Processing order - partial processing
Processing Order - Partial Processing

This dynamic of inconsistent event delivery makes reclaiming space complicated. While we could wait for all the events in a block to be processed before deleting it, this is not ideal. A single unprocessed event can prevent the entire block from being reclaimed, leading to space overage. 

Processing Order - Compaction

We address this problem by running what we call compaction, where the system compacts multiple, partially processed blocks into one block. 

During the compaction process, the system removes already-processed events, while it retains the unprocessed events. As you can see in the diagram below, the process has compacted the two leading processed blocks into a single block:

Processing order - compaction, where multiple, partially processed blocks are compacted into one block
Processing Order - Compaction

You can run the compaction algorithm periodically or by triggering. For example, once there are enough uncompacted blocks or both, as in our case - we run compaction every 30 minutes. However, we do this only if there are at least two blocks with at least 80 percent processed jobs. This logic ensures that we can reclaim enough space during compaction. At the same time, it also ensures we don't run it too often (as compaction slows down the system).

In a normal steady-state, all jobs succeed, and the compaction job handles blocks that don't have any pending jobs, while the main processing jobs handle unprocessed blocks. As a result, there is little to no contention between the compaction job and the main processing job.

Challenge 3: In-place Status Update with Status Queue

In the above diagram, we showed events marked as successful or failed in place as the system processes them. Unfortunately, updating blocks in place is inefficient because of the underlying disk fundamentals. 

It would require us to read the block from the disk (incurring a random I/O), update in memory, and sync it back (incurring another random I/O). The two random I/Os incurred in this process can take anywhere from a few milliseconds to hundreds of milliseconds. These I/Os would be a bottleneck in our high throughput event processing pipeline.

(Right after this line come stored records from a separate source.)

PR #127, opened 2019-01-11
Codereview#2 of 15 (Bedin) from 12 (Moroldo)

ghost:
Dear Luca,

here the code of four classes  I would like you to review.
Three of them are part of a module that resolves the string of a barcode into the name of a product.
The last one (**ZXingBarcode**) is my contribution to the [Barcode module](https://github.com/PrandiniUniPD/OCRCamera/tree/barcode/barcodeModule) that Andrea Ton made.

If you need explanations, in particular on the external libraries and API used, feel free to comment about here.
Thank you for your work,

Elia


app/src/main/java/unipd/se18/MignifyResolver.java
```diff
@@ -0,0 +1,111 @@
...
+    public String decodeEAN(String EANCode) {
+
+        //Adding to the URL request the EAN code taken from the barcode
+        String fullURL = URL + EANCode;
+        //HTTP response from get method to Mignify API
+        HttpResponse<JsonNode> response = null;
+        //Unirest library useful for making an HTTP request for the Mashape API
+        //More at http://unirest.io/java
+        try {
+            response = Unirest
```
lucamoroz, line 74: Reading the Unirest documentation for java, I saw that this kind of request blocks the application; have you considered doing an asynchronous request?
You can see some examples here, always with Unirest:
https://www.programcreek.com/java-api-examples/index.php?api=com.mashape.unirest.http.async.Callback

app/src/main/java/unipd/se18/ZXingBarcode.java
```diff
@@ -0,0 +1,80 @@
...
+            code = result.getText();
+        }
+        catch (NotFoundException e) {
+            //If no barcode if found, "" is returned
+            Log.e("NoBarcode", "Error getting barcode from bitmap.", e);
+        }
+        catch (ChecksumException | FormatException e) {
+            //If a barcode is found but decoding it leads to an error, a string that report an
+            // error occurred is returned
+            code = DECODE_ERROR;
```
lucamoroz, line 77: Returning an error in the result String can lead to misunderstanding (you are doing the same also in MignifyResolver). You can throw a proper exception that will be caught inside the calling method, so the utilizer can also set a custom error message that would be indipendent from your implementation.

lucamoroz: Alternatively you could create a listener interface that defines the methods (for example) "onBarcodeRecognized(String code)" and "onBarcodeError(int code)", if you are interested you can check the work done by Prandini for the text recognizer here:
https://github.com/PrandiniUniPD/OCRCamera/tree/demo_g1%2Bg2%2Bg3/textrecognizer/src/main/java/unipd/se18/textrecognizer

app/src/main/java/unipd/se18/MignifyResolver.java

We address this problem by not updating in-place and keeping the event status in a separate queue instead. As the system processes events, it appends the success/failure status and other event metadata (like event ID, failure reason, etc.) to a separate queue. 

It’s important to note that the system may process an event multiple times. For example, if the event fails the first time, the system will retry it, resulting in two separate entries in the status queue.

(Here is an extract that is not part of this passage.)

PR #128, opened 2019-01-12
Codereview#2 of 10 (Balzan) from 3 (Porro)

BalzPit:
I added a new Activity "MainAllergensActivity" that lets the user select new Allergens from a list to let him/her be notified if the selected allergens are among the ingredients found on a given cosmetic product.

Status queue with in-place status update
Status Queue

Marking a status incurs sequential I/O into the status queue, which can be orders of magnitude faster than a random I/O for an in-place update. However, this approach's downside is that we need to access two separate blocks to get the job status and identify the next job that the system needs to process.

In practice, though, the system would process current blocks (the status block and the event block) as well as cache them in memory, so these operations don’t require disk I/O.

Conclusion

In this post, we discussed the three main design principles behind our queue implementation using PostgreSQL. Each block in the diagram shown above is stored as a separate table in PostgreSQL. The tables/blocks are numbered as <queue_name>_job_1, <queue_name>_job_2, etc., where queue_name is a unique identifier for a queue. We have multiple queues inside of RudderStack.

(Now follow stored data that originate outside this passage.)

PR #129, opened 2019-01-12
Codereview#2 of 10 (Balzan) from 17 (Ton)

BalzPit:
I added a new Activity "MainAllergensActivity" that lets the user select new Allergens from a list to let him/her be notified if the selected allergens are among the ingredients found on a given cosmetic product.
The activity is made of 2 fragments so that the user can swipe between them, one to search new Allergens to add, and "UserAllergensFragment" ( the one i included for the review) that only shows the User's list.
An allergen is showed with its CommonName (to help the user find it more easily) and a button next to it that, if pressed, allows the user to select said Allergen.
The lists of allergens in the activity are adapted through the custom adapter "AllergensListAdapter".

### DIFF
--- a/app/src/main/java/unipd/se18/ocrcamera/AllergenListAdapter.java
+++ b/app/src/main/java/unipd/se18/ocrcamera/AllergenListAdapter.java
@@ -1,0 +1,103 @@
+package unipd.se18.ocrcamera;
+
+import android.content.Context;
+import android.support.annotation.NonNull;
+import android.util.Log;
+import android.view.LayoutInflater;
+import android.view.View;
+import android.view.ViewGroup;
+import android.widget.ArrayAdapter;
+import android.widget.CompoundButton;
+import android.widget.TextView;
+import android.widget.ToggleButton;
+
+import java.util.ArrayList;
+
+/*
+ * This class is used to initiate the listViews in MainAllergensActivity
+ * Also defined here are the instructions performed when a user selects a new allergen from the list
+ * @author Pietro Balzan
+ */
+public class AllergenListAdapter extends ArrayAdapter<Allergen> {
+
+    private static final String TAG = "AllergenListAdapter";
+    private Context mContext;
+    private int mResource;
+    private AllergensManager mAllergensManager;
+    private ArrayList<Allergen> selectedAllergens;
+
+    /**
+     * Default constructor for an AllergensListAdapter
+     * @param context of the calling activity
+     * @param resource int of the resource layout file of the view to adapt
+     * @param objects an arraylist of objects to be adapted
+     */
+    AllergenListAdapter(Context context, int resource, ArrayList<Allergen> objects) {
+        //adapt the Allergens List "objects"
+        super(context, resource, objects);
+        mContext = context;
+        //in our practical case we will be using allergen_single.xml
+        mResource = resource;
+        //set an AllergenManager used to modify users' allergens list
+        mAllergensManager= new AllergensManager(mContext);
+        selectedAllergens = mAllergensManager.getSelectedAllergensList();
+    }
+
+    /**
+     * this method deals with the adaptation of the single allergen view
+     * to the ListView of AllergensSearchFragment
+     * @param position of the Allergen
+     * @param convertView the view to be adapted
+     * @param parent viewGroup
+     * @return convertView the adapted View
+     */
+    @NonNull
+    @Override
+    public View getView(final int position, View convertView, ViewGroup parent) {
+        try {
+            //Allergen information
+            final Allergen mAllergen= getItem(position);
+            String name = mAllergen.getCommonName();
+            boolean selected = selectedAllergens.contains(mAllergen);
+
+            //create the Allergen in the layout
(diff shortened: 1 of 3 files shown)


app/src/main/java/unipd/se18/ocrcamera/UserAllergensFragment.java
```diff
@@ -0,0 +1,47 @@
...
+     * @return fragmentView
+     * @author Pietro Balzan
+     */
+    @Nullable
+    @Override
+    public View onCreateView(@NonNull LayoutInflater inflater, @Nullable ViewGroup container, @Nullable Bundle savedInstanceState) {
+        //use the layout file of this fragment to be inflated intoa view
+        View fragmentView= inflater.inflate(R.layout.fragment_users_allergens, container,  false);
+        allergensView = (ListView) fragmentView.findViewById(R.id.users_allergens_list_view);
+
```
AndreaTonUnipd, line 37: Shouldn't you move these procedures, from here to .setAdapter(), to the OnViewCreated() method ? 
As I remember it is unsafe to call getActivity() in OnCreateView(), in this method you should only create fragment's view object hierarchy.

app/src/main/java/unipd/se18/ocrcamera/AllergenListAdapter.java
```diff
@@ -0,0 +1,103 @@
...
+     * this method deals with the adaptation of the single allergen view
+     * to the ListView of AllergensSearchFragment
+     * @param position of the Allergen
+     * @param convertView the view to be adapted
+     * @param parent viewGroup
+     * @return convertView the adapted View
+     */
+    @NonNull
+    @Override
+    public View getView(final int position, View convertView, ViewGroup parent) {
```
AndreaTonUnipd, line 56: I was wondering if this method could have been a little more modular, maybe to be easier for further unit testing, since the more dependencies it has, the more complicated to test it becomes.
Anyway this is the only valid reason I see to report modularity issue in this method, otherwise it looks fine to me.

app/src/main/java/unipd/se18/ocrcamera/AllergenListAdapter.java
```diff
@@ -0,0 +1,103 @@
...
+                    }
+                    Log.i(TAG, "Lista degli allergeni: "+selectedAllergens.toString());
+                    mAllergensManager.updateSelectedAllergens(selectedAllergens);
+                }
+            });
+        }
+        catch (NullPointerException npe){
+            Log.e(TAG, "Missing Allergens' parameters");
+            npe.printStackTrace();
+        }
```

The statuses are stored in separate tables <queue_name>_job_status_1, <queue_name>_job_status_2, etc. Once a particular table or a sequence of tables has been processed, they are compacted into a single block (or no block if all jobs are successful). This compaction runs in a separate thread. 

The queries to find unprocessed jobs in the main thread also find processed jobs during compaction, and they are all implemented in SQL. The SQL interface has also been a great debugging tool for inspecting and updating the jobs. For example, we sometimes have to force retry jobs which have aborted, or vice-versa, which can be easily done in SQL.

Implementing these concepts is certainly interesting, but we will let you dig into the actual code yourself in our GitHub repository.